DEFENCE chiefs have given a pay hike to thousands of pen pushers – while imposing a three-year squeeze on brave troops.
They have breached the government one per cent cap to boost the wage packets of desk-bound staff.
Official figures show 28,750 civil servants got a rise above the government imposed limit last year.
This is on top of similar increases enjoyed by 19,760 civilian staff last year and at least 17,000 in 2015.
But the move sparked fury last night with ministers accused of running a “divide and rule” regime.
Armed forces who put their lives in peril have seen their salaries frozen or caped at one per cent over the past three years.
Thousands of troops are surviving on tax credits and many have complained they have been forced to use food banks to feed their families.
The military is also facing a series of defence cuts which could see the infantry brigades cut and the number of helicopter units reduced from five to four. Other cuts could also see the number of tanks and armoured personnel carrier slashed.
Labour blasted the rises last night and demanded all defence employees are treated the same.
Shadow Treasury Minister Jonny Reynolds said: “The Tories are trying to pursue a divide and rule approach with our public sector workers.
“It’s a disgrace that Philip Hammond won’t give a proper pay rise to our armed forces and other public sector workers.

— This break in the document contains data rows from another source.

PR #181, opened 2026-03-05
Make PinNotSet errors an interactive flow

msirringhaus:
Add interactive possibility to 'fix' `PINNotSet` errors, same as `PINRequired`, to help with https://github.com/linux-credentials/credentialsd/pull/135

- For testing, the `webauthn_{hid,nfc}` examples now have a question whether it should use UV preferred or required, to be able to test both (`PINNotSet` obviously only is returned if UV is required)
- Instead of erroring out early as we did before, the new algorithm (hopefully) allows for devices that can handle this internally to continue. Sadly, I don't have such a device to test this.
- Split the `PinManagement`-trait into and internal and public API, which is a bit hacky. 
- Reused `change_pin()` from `PinManagement`, which can both change or set a PIN. Not super pretty, but should do in this case.

This PR should probably stay open until I managed to fully integrated it into the credentialsd PR.

### DIFF
--- a/libwebauthn/src/pin.rs
+++ b/libwebauthn/src/pin.rs
@@ -433,18 +433,136 @@ pub fn hkdf_sha256(salt: Option<&[u8]>, ikm: &[u8], info: &[u8]) -> Result<Vec<u
     Ok(Vec::from(okm))
 }
 
-#[async_trait]
-pub(crate) trait PinManagementInternal {
-    async fn change_pin_internal(
-        &mut self,
-        get_info_response: &Ctap2GetInfoResponse,
-        new_pin: String,
-        timeout: Duration,
-    ) -> Result<(), Error>;
+// Defining a sealed trait for the internal API that is only visible within the crate
+// while not touching/extending the external API
+pub(crate) mod internal {
+    use super::*;
+
+    #[async_trait]
+    pub trait PinManagementInternal {
+        async fn change_pin_internal(
+            &mut self,
+            get_info_response: &Ctap2GetInfoResponse,
+            new_pin: String,
+            timeout: Duration,
+        ) -> Result<(), Error>;
+    }
+
+    #[async_trait]
+    impl<C> PinManagementInternal for C
+    where
+        C: Channel,
+    {
+        async fn change_pin_internal(
+            &mut self,
+            get_info_response: &Ctap2GetInfoResponse,
+            new_pin: String,
+            timeout: Duration,
+        ) -> Result<(), Error> {
+            // If the minPINLength member of the authenticatorGetInfo response is absent, then let platformMinPINLengthInCodePoints be 4.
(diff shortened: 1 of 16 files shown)


libwebauthn/src/webauthn/pin_uv_auth_token.rs
```diff
@@ -539,6 +618,68 @@ mod test {
...
+            status_recv,
+            expected_reasons,
+            pin_answers,
+        ));
+
+        channel.push_command_pair(info_req, info_resp);
+
+        let mut getassertion = create_get_assertion(&info, None);
+
+        // We should early return here right at the start and not send a ClientPIN-request
```
AlfioEmanueleFresta: Nit: This is no longer accurate, right?

libwebauthn/src/webauthn/pin_uv_auth_token.rs
```diff
@@ -576,22 +717,21 @@ mod test {
...
-            // Should be the same as above
-            vec![("clientPin", false)],
+    async fn device_client_pin_not_set_but_uv_required_hanging_up() {
+        let expected_reasons = vec![PinNotSetReason::PinNotSet];
+        let pin_answers = vec![];
+        test_setting_pin(expected_reasons, pin_answers).await;
+    }
+
+    #[tokio::test]
+    async fn device_client_pin_not_set_but_uv_required_try_setting_pin() {
```
AlfioEmanueleFresta, line 727: Should we add a test for the happy path, that verifies the request actually continues?

libwebauthn/src/pin.rs
```diff
@@ -422,7 +434,18 @@ pub fn hkdf_sha256(salt: Option<&[u8]>, ikm: &[u8], info: &[u8]) -> Result<Vec<u
...
+        &mut self,
+        get_info_response: &Ctap2GetInfoResponse,
+        new_pin: String,
+        timeout: Duration,
+    ) -> Result<(), Error>;
+}
+
+#[async_trait]
+#[allow(private_bounds)]
+pub trait PinManagement: PinManagementInternal {
```
AlfioEmanueleFresta, line 566: WDYT about a sealed trait, so we don't need `#[allow(private_bounds)]`?

```rust
mod private {
    pub trait Sealed {}
    impl<C: Channel> Sealed for C {}
}

pub trait PinManagement: private::Sealed {
    async fn change_pin(...) -> Result<(), Error>;
}
```

libwebauthn/src/webauthn/pin_uv_auth_token.rs
msirringhaus: Yes, we probably should. It's rather long, but better to have it

libwebauthn/src/pin.rs
msirringhaus: Yep, probably the more idiomatic approach

AlfioEmanueleFresta (approved):

Issue #187, opened 2026-05-09
Validate rp.id as a registrable suffix of the origin's effective domain


AlfioEmanueleFresta:
## Problem

Currently libwebauthn validates the JSON request's `rp.id` against the origin's effective domain using **strict string equality** (see `from_idl_model` in both `make_credential.rs` and `get_assertion.rs`).

WebAuthn L3 (§5.1.3 step 7, §5.1.7 step 9, §5.1.4) only requires that `rp.id` be a **registrable suffix** of (or equal to) the effective domain. Strict equality rejects valid configurations such as an origin of `https://login.example.com` with `rp.id = "example.com"`.

## Scope

- Replace strict equality in `MakeCredentialRequest::from_idl_model` and `GetAssertionRequest::from_idl_model` with a registrable-suffix check.
- The check needs to be Public Suffix List (PSL) aware so that, for example, `co.uk` is not treated as a registrable domain on its own.
- Applies to both same-origin and cross-origin requests; the comparison is always against the request's effective domain.

## Sequencing

This should land **before** PR #173. The registrable-suffix check is a basic spec correctness fix; related-origin validation is a separate, larger feature on top of it. Doing this one first keeps #173 focused on the §5.11 fetch/validate logic.

## Code-sharing opportunity with #173

PR #173 already pulls in the `publicsuffix` crate and writes domain-label / eTLD helpers for §5.11. Whichever lands first should put those helpers in a shared module so the second PR doesn't duplicate them. If #187 lands first, #173 reuses; if for some reason #173 lands first, #187 extracts.

## Acceptance

- Tests covering: same-domain (passes), parent registrable domain (passes), unrelated registrable domain (fails), eTLD-only (`co.uk`) handled correctly.
- New dep on `publicsuffix` (or whatever PSL crate we settle on), unless #173 already added it.

AlfioEmanueleFresta:
Cc @iinuwa, I believe we already agreed doing this check in libwebauthn - credentialsd checks origin belongs to caller, libwebauthn checks rpid/origin relationship.

iinuwa:
Yup, agreed

PR #188, opened 2026-05-09
refactor(webauthn): use RequestOrigin instead of RelyingPartyId in WebAuthnIDL (fix #185)

### LINKED ISSUE #185: WebAuthnIDL to use Origin rather than RelyingPartyId

AlfioEmanueleFresta:
## Motivation

Closes #185.

`WebAuthnIDL::from_json` currently takes a `&RelyingPartyId`, which forces callers (e.g. credentialsd) to override `request.origin` and `request.cross_origin` after parsing because the bare host is not a valid origin string and we have no place to record the top-level origin. This replaces that parameter with a `RequestOrigin` that carries the actual origin context, so the parsed request comes out correct without a post-parse fixup.

## What changes

- New `Origin` and `RequestOrigin` types in `libwebauthn::ops::webauthn`. `Origin` is a struct with `host: OriginHost` and `port: Option<u16>`; `RequestOrigin` wraps it with an optional `top_origin`. Convenience constructors: `RequestOrigin::new(origin)`, `RequestOrigin::new_cross_origin(origin, top_origin)`, `RequestOrigin::try_from(&str | String)` for one-shot parsing of `"https://host[:port]"`.
- Host validation goes through `url::Host` so we follow the WHATWG URL Standard host parser (domain / IPv4 / bracketed IPv6). Errors are wrapped into a local `HostParseError` / `OriginParseError` so the `url` crate's error type does not leak into the public API.
- `WebAuthnIDL::from_json` and `FromIdlModel::from_idl_model` now take `&RequestOrigin`. The parsed `request.origin` is the full URL string (`"https://example.org"`, no longer the bare host), and `request.top_origin: Option<String>` replaces the old `cross_origin: Option<bool>`.
- `ClientData` drops `cross_origin: Option<bool>` and derives `crossOrigin` in the JSON from `top_origin.is_some()`. `topOrigin` is now emitted when present.
- Bumps libwebauthn to `0.4.0` since the public `from_json` signature and the request struct fields are breaking changes.

## Intentional non-changes

- `Origin` is a plain struct, not an enum. We only support `https`. If we need to support a second scheme later it can become an enum without breaking call-site field access.
- `rp.id` validation against the origin is still strict equality. The spec actually wants a registrable-suffix check (WebAuthn L3 §5.1.3 / §5.1.7); that is tracked separately in #187 and can build on the PSL helpers from #173.

## Test plan

- [x] `cargo build -p libwebauthn` and `cargo build -p libwebauthn --features virt`
- [x] `cargo test --workspace` (149 tests, 14 new origin parser tests)
- [x] `cargo publish --dry-run -p libwebauthn` (no working-tree hacks)

### DIFF
--- a/libwebauthn/src/ops/webauthn/idl/origin.rs
+++ b/libwebauthn/src/ops/webauthn/idl/origin.rs
@@ -1,0 +1,359 @@
+use std::convert::TryFrom;
+use std::fmt::{self, Display};
+use std::str::FromStr;
+
+use url::Host;
+
+#[derive(thiserror::Error, Debug, Clone, PartialEq, Eq)]
+pub enum HostParseError {
+    #[error("empty host")]
+    Empty,
+    #[error("invalid IP address: {0}")]
+    InvalidIp(String),
+    #[error("invalid domain: {0}")]
+    InvalidDomain(String),
+}
+
+#[derive(thiserror::Error, Debug, Clone, PartialEq, Eq)]
+pub enum OriginParseError {
+    #[error("invalid scheme (only https is supported)")]
+    InvalidScheme,
+    #[error("missing host")]
+    MissingHost,
+    #[error("invalid host: {0}")]
+    InvalidHost(#[from] HostParseError),
+    #[error("invalid port: {0}")]
+    InvalidPort(String),
+    #[error("unexpected path or fragment: {0}")]
+    UnexpectedPath(String),
+}
+
+/// Validated host component of an HTTPS origin.
+///
+/// Parsing follows the WHATWG URL Standard host parser via [`url::Host`], which
+/// accepts ASCII / IDNA domains, IPv4 literals, and bracketed IPv6 literals,
+/// and rejects everything else.
+#[derive(Debug, Clone, PartialEq, Eq)]
+pub struct OriginHost(String);
+
+impl OriginHost {
+    pub fn as_str(&self) -> &str {
+        &self.0
+    }
+}
+
+impl FromStr for OriginHost {
+    type Err = HostParseError;
+
+    fn from_str(s: &str) -> Result<Self, Self::Err> {
+        if s.is_empty() {
+            return Err(HostParseError::Empty);
+        }
+        match Host::parse(s) {
+            Ok(h) => Ok(OriginHost(h.to_string())),
+            Err(err) => {
+                let msg = err.to_string();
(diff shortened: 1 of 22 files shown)


libwebauthn/src/ops/webauthn/idl/origin.rs
```diff
@@ -0,0 +1,358 @@
...
+}
+
+fn split_host_and_port(s: &str) -> Result<(&str, Option<u16>), OriginParseError> {
+    // IPv6 literals are bracketed. Find the matching `]` first if present so
+    // we don't confuse `:` inside the address with the host/port separator.
+    if let Some(stripped) = s.strip_prefix('[') {
+        let end = stripped.find(']').ok_or_else(|| {
+            OriginParseError::InvalidHost(HostParseError::InvalidIp(s.to_string()))
+        })?;
+        let host = &s[..end + 2]; // include the brackets
```
msirringhaus: Could this panic?

msirringhaus (commented):
I could imagine `http://` being used in some self-hosting env, but I'm ok leaving it out for now. 

I'm in general feeling a bit uneasy about writing all the parsing ourselves, but if there is nothing suitable available (e.g. by Mozilla/servo), then so be it. 

One inline comment needs clarification, otherwise LGTM.

swissbit-jpthiers:
> I could imagine `http://` being used in some self-hosting env, but I'm ok leaving it out for now.

Usage of `http://` for connection to relying party probably breaks the origin binding and thereby fishing-resistance due to missing origin verification capability.

iinuwa:
> I could imagine `http://` being used in some self-hosting env, but I'm ok leaving it out for now.

Yeah, that's a good callout. `http://localhost` (and any port) is considered a secure context, so we should probably also allow it. I'm fine to follow this up in a later PR though.

> Usage of http:// for connection to relying party probably breaks the origin binding and thereby fishing-resistance due to missing origin verification capability.

The RP should still be able to detect the mismatched origin, so phishing resistance would be preservezd. But I agree, this should be restricted to `localhost` for defense in depth.

AlfioEmanueleFresta:
Thank you for your feedback!
* Using `Url::Parse` now, and allowing `http://localhost` and its IPv4/6 variants. This also removes index slicing/panics.
* Also normalising away default ports (https + 443, http + 80).

PR #189, opened 2026-05-09
fix(webauthn): validate rp.id as a registrable domain suffix (fix #187)

### LINKED ISSUE #187: Validate rp.id as a registrable suffix of the origin's effective domain

AlfioEmanueleFresta:
Closes #187. Stacked on #188.

## What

“It is time the Tories ended the pay cap and if they won’t Labour will.”
The figures, which exclude senior civil servants and staff working in agencies, mean 70 per cent of MoD staff had a pay rise which breached government rules.
Separate figures show that the MoD has spent over £84 million on recruiting campaigns and a further £3.3 million on social media.
Trained soldiers currently earn £18,500 a year, almost £9,000 below the average UK salary.
Low pay, and cuts to overseas exercises, foreign postings and adventure training have all been cited by serving personnel as reasons why troops are leaving the armed forces.
Soldiers recently told the Armed Forces Pay Review body that they have been left feeling “undervalued “ as they face the “perfect storm” of below-inflation pay rises, tax hikes and increased rents.
They complained that that they were effectively getting a pay cut because of the rising cost of living and warned that they could leave the services.
An MOD spokesman said: “Pay settlements allow the flexibility for employees at the lower end of pay scales to receive more than a one per cent pay rise, as long as this is affordable within the overall one per cent pay agreement.”
Labour MP Kevan Jones, a former defence minister, added: “These figures expose as a sham the Tories’ claim of being on the side of our armed forces.”